▶ _WORK REQUIRED_
From the entries below, copy each line in which the word "Helpers" occurs.

Collected data entries:
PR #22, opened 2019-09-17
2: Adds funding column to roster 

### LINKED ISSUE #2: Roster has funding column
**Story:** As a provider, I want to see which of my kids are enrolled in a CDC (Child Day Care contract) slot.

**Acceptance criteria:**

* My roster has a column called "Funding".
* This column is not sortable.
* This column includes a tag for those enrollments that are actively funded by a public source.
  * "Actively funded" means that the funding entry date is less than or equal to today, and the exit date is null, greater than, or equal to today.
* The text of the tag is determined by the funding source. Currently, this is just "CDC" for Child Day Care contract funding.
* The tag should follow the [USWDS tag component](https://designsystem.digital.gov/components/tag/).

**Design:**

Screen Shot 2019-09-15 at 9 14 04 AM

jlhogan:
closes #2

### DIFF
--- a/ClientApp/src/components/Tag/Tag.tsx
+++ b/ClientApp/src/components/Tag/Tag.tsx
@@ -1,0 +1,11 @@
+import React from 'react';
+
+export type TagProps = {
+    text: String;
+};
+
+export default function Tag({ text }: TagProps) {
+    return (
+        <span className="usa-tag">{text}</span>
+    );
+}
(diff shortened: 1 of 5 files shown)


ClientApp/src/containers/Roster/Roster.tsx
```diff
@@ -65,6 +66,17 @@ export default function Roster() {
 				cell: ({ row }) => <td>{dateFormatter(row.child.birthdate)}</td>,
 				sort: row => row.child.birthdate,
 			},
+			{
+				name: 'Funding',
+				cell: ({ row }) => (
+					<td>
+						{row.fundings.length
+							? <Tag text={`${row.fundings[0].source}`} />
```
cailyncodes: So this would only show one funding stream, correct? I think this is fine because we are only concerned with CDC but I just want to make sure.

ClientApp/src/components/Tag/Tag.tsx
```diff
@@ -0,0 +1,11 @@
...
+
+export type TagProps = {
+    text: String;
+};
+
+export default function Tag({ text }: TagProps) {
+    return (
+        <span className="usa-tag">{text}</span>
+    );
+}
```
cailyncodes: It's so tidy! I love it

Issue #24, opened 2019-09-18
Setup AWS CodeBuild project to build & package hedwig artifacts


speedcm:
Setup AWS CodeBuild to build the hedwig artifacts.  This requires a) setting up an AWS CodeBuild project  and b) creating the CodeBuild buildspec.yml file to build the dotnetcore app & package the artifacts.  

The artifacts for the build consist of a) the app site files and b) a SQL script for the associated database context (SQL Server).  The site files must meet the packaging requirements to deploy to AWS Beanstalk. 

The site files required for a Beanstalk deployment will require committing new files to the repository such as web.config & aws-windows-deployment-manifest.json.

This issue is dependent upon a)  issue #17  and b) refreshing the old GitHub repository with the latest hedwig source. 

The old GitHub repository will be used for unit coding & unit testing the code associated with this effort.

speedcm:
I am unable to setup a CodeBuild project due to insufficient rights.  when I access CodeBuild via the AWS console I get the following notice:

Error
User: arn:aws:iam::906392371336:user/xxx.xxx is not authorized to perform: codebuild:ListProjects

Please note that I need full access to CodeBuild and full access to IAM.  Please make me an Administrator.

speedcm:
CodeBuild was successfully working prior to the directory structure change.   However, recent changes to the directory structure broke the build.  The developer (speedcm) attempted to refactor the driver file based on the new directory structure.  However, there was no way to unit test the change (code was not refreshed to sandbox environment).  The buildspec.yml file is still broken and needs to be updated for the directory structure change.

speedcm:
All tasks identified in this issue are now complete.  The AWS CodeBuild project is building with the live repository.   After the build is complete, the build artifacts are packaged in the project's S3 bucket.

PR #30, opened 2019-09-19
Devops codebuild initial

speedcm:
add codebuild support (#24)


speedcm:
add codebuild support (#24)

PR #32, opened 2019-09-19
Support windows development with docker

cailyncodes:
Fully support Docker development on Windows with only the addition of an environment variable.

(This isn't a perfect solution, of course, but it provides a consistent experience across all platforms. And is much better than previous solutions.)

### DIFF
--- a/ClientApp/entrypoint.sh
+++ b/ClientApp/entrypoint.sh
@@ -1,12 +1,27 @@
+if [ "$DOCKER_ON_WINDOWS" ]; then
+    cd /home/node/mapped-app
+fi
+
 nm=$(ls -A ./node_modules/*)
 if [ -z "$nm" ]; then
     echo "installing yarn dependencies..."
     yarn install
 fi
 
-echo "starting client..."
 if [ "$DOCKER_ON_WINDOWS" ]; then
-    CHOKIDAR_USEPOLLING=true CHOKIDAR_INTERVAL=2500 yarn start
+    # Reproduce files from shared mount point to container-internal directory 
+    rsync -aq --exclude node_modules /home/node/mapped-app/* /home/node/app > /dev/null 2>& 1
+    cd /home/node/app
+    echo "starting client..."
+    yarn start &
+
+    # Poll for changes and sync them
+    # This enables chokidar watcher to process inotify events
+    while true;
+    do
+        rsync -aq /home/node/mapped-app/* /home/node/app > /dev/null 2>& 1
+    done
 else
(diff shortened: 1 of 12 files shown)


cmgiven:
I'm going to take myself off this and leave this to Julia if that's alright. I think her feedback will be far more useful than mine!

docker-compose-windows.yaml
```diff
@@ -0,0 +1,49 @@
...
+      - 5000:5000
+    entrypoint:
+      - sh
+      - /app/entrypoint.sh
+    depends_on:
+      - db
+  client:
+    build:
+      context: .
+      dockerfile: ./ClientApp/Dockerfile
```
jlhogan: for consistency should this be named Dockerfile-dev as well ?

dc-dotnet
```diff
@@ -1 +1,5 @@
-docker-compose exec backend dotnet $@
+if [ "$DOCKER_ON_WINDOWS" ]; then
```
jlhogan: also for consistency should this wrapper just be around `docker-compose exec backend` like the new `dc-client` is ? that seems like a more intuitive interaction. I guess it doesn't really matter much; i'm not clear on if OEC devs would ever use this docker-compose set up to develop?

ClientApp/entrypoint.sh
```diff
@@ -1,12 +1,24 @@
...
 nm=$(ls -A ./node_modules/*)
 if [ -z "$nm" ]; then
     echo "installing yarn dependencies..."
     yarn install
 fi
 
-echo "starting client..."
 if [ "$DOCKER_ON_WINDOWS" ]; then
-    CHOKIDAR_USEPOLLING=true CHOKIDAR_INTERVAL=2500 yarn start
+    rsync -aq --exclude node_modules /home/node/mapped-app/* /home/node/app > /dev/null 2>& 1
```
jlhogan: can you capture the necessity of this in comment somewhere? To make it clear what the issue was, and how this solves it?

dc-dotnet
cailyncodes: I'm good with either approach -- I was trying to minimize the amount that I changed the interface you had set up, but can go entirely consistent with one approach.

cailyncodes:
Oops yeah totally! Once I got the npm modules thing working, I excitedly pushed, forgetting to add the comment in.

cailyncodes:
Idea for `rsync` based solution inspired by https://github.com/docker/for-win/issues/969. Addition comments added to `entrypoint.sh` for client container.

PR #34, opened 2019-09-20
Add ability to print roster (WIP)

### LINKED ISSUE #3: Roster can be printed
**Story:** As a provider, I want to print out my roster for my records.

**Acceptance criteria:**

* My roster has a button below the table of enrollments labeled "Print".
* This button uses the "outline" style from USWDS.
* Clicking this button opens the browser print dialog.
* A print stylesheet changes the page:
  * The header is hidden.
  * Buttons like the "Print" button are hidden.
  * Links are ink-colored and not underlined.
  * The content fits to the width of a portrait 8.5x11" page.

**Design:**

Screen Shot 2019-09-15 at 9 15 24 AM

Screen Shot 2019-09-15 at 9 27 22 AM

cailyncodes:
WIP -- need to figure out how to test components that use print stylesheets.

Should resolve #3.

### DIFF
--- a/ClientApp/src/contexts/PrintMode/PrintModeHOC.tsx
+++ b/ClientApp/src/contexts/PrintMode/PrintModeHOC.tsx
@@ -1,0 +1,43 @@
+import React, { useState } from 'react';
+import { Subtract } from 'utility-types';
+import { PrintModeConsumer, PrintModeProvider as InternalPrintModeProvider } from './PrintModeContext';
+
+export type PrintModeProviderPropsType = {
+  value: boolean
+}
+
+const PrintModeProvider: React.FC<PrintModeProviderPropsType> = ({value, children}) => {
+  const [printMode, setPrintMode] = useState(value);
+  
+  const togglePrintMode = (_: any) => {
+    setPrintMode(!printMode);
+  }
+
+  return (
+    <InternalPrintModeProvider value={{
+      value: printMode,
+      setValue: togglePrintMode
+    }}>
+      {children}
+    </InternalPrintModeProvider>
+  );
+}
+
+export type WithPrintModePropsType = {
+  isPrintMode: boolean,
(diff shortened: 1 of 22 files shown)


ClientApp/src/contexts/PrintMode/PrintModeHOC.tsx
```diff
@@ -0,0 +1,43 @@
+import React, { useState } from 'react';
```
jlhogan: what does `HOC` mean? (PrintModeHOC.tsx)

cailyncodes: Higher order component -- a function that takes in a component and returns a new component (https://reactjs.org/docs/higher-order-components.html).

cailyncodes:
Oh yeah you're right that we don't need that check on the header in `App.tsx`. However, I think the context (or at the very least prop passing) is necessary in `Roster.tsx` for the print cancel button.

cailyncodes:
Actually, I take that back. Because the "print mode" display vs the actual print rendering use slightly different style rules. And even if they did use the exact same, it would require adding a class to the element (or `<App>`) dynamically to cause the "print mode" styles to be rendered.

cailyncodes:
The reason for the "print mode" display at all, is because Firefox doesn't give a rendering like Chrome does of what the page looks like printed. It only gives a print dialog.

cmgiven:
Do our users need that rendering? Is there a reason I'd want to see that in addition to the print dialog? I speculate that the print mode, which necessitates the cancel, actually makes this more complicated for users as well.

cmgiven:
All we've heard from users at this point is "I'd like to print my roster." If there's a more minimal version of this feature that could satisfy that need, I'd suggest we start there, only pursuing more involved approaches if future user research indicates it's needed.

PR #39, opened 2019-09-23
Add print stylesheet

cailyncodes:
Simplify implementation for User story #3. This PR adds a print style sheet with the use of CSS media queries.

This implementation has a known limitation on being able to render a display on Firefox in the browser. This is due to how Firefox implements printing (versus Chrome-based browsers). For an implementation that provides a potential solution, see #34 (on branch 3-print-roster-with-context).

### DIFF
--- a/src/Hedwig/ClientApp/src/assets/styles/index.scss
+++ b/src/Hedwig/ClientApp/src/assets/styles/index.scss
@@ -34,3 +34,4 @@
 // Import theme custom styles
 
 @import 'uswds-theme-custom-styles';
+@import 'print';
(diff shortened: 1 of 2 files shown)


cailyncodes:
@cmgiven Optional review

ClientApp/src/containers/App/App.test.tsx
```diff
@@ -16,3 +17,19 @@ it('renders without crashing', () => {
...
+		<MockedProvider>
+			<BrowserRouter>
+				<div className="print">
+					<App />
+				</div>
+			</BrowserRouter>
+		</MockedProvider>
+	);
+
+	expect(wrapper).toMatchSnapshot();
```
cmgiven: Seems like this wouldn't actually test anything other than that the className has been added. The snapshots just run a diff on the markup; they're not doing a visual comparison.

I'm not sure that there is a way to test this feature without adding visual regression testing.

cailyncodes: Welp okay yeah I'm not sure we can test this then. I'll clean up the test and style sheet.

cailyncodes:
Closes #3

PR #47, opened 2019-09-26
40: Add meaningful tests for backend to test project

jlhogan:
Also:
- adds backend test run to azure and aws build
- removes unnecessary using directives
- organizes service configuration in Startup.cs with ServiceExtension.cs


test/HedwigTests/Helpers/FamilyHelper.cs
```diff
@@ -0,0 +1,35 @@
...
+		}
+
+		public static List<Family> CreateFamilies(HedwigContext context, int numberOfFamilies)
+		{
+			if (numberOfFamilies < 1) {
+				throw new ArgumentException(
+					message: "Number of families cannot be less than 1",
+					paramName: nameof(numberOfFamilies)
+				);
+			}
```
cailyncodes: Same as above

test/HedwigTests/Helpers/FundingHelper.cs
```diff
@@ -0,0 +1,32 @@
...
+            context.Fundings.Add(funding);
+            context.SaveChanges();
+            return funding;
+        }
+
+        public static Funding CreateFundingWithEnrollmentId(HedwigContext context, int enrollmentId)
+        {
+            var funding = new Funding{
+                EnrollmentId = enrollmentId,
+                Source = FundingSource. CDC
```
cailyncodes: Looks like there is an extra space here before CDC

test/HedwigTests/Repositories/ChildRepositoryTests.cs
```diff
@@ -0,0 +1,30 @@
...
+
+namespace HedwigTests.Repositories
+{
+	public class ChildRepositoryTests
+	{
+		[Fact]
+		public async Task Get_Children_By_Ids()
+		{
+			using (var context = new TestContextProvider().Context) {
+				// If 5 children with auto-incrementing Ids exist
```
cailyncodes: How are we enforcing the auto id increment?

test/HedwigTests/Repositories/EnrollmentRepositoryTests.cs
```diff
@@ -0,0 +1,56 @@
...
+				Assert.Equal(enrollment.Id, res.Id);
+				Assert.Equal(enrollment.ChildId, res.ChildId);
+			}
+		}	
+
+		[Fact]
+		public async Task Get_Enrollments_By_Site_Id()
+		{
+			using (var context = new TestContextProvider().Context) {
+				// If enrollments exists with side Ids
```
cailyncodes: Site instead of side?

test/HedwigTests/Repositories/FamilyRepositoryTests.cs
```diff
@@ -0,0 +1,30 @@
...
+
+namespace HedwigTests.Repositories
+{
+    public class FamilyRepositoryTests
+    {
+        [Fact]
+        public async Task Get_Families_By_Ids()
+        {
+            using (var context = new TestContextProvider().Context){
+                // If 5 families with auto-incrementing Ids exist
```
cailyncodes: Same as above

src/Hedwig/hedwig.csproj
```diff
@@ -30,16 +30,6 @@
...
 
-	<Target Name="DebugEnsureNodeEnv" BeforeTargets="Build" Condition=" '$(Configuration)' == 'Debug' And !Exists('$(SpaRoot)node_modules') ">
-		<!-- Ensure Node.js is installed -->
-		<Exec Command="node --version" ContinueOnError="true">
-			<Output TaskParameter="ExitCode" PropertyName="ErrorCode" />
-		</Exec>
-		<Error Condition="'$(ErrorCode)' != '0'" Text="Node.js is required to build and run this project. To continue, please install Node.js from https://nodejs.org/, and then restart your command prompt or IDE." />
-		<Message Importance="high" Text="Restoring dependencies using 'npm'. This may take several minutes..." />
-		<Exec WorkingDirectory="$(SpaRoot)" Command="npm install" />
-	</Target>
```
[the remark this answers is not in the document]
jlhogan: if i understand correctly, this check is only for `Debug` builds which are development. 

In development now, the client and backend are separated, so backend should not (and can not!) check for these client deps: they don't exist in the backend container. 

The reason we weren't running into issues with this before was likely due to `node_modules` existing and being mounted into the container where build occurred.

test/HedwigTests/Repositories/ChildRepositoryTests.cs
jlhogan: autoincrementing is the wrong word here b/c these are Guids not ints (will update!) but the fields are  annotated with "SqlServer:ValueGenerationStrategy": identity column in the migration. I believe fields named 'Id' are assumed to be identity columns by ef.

▶ _SOLUTION TO THIS PROBLEM_
test/HedwigTests/Helpers/FamilyHelper.cs
test/HedwigTests/Helpers/FundingHelper.cs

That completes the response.